Problem details - The entries are to be repeated verbatim, with nothing left out.

(Material provided Opens)

PR #2236, opened 2024-07-03
feat(ui): Support multiple pipelines

rbreeze:
Screenshot 2024-07-03 at 14 48 23

Screenshot 2024-07-03 at 14 29 52


krancour:
@rbreeze can you please amend this to uncomment line 37 of the Dockerfile. I commented it in a previous PR because our backend changes had broken the UI so badly that we needed to remove it from the image build. Uncommenting that line will undo that.

hiddeco:
Bit of a nit, but would it be possible in the second screenshot to have the lines go straight instead of the kink they have now?

krancour:
> Bit of a nit, but would it be possible in the second screenshot to have the lines go straight instead of the kink they have now?

We agreed to handle this in a follow-up.

krancour (approved):

PR #2238, opened 2024-07-04
feat: add unique, deterministically calculated ids for freight collections

krancour:
This should address a known issue with some label values for AnalysisRuns being too long in the event of a Stage requesting Freight from multiple origins.


hiddeco (approved):
Beautiful! 💯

(Material provided Closes)

Answer -
PR #2236, opened 2024-07-03
feat(ui): Support multiple pipelines

rbreeze:
Screenshot 2024-07-03 at 14 48 23

Screenshot 2024-07-03 at 14 29 52


krancour:
@rbreeze can you please amend this to uncomment line 37 of the Dockerfile. I commented it in a previous PR because our backend changes had broken the UI so badly that we needed to remove it from the image build. Uncommenting that line will undo that.

hiddeco:
Bit of a nit, but would it be possible in the second screenshot to have the lines go straight instead of the kink they have now?

krancour:
> Bit of a nit, but would it be possible in the second screenshot to have the lines go straight instead of the kink they have now?

We agreed to handle this in a follow-up.

krancour (approved):

PR #2238, opened 2024-07-04
feat: add unique, deterministically calculated ids for freight collections

krancour:
This should address a known issue with some label values for AnalysisRuns being too long in the event of a Stage requesting Freight from multiple origins.


hiddeco (approved):
Beautiful! 💯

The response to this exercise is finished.